** Opening Data records block **
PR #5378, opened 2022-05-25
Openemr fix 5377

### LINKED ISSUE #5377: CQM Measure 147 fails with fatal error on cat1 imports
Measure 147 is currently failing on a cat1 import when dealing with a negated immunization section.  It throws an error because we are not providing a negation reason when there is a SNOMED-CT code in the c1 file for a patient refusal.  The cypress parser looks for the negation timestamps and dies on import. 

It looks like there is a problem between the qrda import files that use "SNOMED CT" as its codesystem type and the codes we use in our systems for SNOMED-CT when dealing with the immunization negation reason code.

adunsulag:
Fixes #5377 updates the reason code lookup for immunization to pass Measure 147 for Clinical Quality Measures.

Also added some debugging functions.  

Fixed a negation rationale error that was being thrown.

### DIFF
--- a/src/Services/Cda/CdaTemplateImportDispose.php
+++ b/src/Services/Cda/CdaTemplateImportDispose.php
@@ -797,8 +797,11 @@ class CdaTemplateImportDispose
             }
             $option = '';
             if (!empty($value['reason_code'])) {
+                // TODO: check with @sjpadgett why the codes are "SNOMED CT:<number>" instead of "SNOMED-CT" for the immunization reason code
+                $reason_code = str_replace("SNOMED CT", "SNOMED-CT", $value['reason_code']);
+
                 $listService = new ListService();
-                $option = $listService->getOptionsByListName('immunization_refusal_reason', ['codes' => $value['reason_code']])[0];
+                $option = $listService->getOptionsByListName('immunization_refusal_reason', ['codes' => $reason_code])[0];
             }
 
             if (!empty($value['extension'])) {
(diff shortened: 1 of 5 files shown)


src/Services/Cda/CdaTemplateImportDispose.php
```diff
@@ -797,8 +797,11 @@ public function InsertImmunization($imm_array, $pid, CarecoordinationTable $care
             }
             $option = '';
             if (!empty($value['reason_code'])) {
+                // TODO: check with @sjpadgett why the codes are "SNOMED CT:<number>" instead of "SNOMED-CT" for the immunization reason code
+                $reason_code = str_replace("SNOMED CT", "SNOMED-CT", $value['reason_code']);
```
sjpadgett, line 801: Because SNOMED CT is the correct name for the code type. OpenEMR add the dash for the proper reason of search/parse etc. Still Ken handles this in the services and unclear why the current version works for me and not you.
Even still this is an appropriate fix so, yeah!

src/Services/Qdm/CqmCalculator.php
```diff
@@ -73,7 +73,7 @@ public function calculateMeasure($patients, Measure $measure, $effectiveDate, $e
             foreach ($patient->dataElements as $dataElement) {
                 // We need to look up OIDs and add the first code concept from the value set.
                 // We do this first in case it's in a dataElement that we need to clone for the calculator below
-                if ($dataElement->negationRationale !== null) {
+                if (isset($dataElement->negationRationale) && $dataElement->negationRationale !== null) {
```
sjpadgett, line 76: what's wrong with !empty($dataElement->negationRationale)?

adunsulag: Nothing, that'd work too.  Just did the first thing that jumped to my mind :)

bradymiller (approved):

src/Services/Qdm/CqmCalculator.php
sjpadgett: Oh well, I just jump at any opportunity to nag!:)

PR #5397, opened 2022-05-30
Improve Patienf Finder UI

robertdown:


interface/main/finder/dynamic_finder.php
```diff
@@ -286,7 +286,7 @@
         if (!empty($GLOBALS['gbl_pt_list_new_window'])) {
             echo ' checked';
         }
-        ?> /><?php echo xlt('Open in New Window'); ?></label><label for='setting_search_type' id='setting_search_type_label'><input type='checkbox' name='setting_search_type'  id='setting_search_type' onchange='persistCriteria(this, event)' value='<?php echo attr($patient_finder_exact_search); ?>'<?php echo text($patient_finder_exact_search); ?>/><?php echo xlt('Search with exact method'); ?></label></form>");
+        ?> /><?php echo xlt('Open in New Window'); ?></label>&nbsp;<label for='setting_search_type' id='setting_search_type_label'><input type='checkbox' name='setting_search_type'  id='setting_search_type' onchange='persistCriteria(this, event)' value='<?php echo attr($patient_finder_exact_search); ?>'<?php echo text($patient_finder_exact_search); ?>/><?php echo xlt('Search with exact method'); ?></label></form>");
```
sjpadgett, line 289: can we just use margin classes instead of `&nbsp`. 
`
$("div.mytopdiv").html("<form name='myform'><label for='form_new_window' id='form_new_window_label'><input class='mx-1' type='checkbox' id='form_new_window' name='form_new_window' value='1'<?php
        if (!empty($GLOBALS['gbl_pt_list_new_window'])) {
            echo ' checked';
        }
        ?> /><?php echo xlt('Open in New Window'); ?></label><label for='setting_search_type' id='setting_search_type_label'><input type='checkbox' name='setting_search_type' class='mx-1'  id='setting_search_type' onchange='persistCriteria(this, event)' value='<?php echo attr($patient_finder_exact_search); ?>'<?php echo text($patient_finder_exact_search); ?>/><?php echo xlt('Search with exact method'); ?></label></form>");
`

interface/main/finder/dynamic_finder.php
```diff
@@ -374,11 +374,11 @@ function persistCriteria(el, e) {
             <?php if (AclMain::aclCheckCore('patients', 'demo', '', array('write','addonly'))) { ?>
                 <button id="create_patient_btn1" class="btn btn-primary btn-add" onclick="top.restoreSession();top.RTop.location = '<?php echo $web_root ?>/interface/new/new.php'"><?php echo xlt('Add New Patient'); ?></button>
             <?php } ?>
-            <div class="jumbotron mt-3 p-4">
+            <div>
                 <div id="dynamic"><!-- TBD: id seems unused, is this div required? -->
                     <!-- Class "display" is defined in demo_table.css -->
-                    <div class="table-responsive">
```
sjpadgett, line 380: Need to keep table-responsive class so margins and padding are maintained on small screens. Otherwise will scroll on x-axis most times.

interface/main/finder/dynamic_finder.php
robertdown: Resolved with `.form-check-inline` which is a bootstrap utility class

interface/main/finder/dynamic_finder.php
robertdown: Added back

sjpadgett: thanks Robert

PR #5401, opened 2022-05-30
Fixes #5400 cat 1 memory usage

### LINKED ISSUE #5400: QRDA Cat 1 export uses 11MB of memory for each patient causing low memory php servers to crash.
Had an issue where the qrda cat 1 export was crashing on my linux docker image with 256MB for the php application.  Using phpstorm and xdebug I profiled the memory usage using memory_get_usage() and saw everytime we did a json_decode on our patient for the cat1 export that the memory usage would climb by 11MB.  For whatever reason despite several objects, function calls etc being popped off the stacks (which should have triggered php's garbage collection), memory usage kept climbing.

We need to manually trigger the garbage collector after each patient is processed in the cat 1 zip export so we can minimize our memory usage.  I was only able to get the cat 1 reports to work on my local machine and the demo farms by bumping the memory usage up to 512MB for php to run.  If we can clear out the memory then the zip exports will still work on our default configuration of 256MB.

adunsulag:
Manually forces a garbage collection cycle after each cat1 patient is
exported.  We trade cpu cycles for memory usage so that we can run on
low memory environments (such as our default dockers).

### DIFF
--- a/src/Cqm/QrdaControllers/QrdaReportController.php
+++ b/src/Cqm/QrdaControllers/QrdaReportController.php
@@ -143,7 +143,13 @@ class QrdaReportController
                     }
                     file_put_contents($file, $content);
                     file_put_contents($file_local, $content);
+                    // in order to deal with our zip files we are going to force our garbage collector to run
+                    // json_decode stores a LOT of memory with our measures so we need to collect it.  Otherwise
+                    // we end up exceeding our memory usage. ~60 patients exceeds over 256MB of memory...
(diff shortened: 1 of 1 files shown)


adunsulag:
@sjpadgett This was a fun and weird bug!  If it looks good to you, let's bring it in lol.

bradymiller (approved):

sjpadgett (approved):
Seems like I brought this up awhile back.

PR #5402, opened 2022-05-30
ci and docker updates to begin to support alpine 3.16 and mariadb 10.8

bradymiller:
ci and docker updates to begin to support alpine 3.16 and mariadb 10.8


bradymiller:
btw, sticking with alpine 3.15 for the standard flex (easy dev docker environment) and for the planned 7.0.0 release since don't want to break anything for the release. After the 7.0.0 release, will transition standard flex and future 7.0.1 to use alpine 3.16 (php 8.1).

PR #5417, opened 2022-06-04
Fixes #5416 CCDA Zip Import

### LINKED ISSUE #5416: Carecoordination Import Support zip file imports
** Closing Data records block **
§ Activity: The required output is the line containing "(diff shortened: 1 of 1 files shown)" through the last line of the records above, each copied exactly and nothing more.

§ Finished task:
(diff shortened: 1 of 1 files shown)


adunsulag:
@sjpadgett This was a fun and weird bug!  If it looks good to you, let's bring it in lol.

bradymiller (approved):

sjpadgett (approved):
Seems like I brought this up awhile back.

PR #5402, opened 2022-05-30
ci and docker updates to begin to support alpine 3.16 and mariadb 10.8

bradymiller:
ci and docker updates to begin to support alpine 3.16 and mariadb 10.8


bradymiller:
btw, sticking with alpine 3.15 for the standard flex (easy dev docker environment) and for the planned 7.0.0 release since don't want to break anything for the release. After the 7.0.0 release, will transition standard flex and future 7.0.1 to use alpine 3.16 (php 8.1).

PR #5417, opened 2022-06-04
Fixes #5416 CCDA Zip Import

### LINKED ISSUE #5416: Carecoordination Import Support zip file imports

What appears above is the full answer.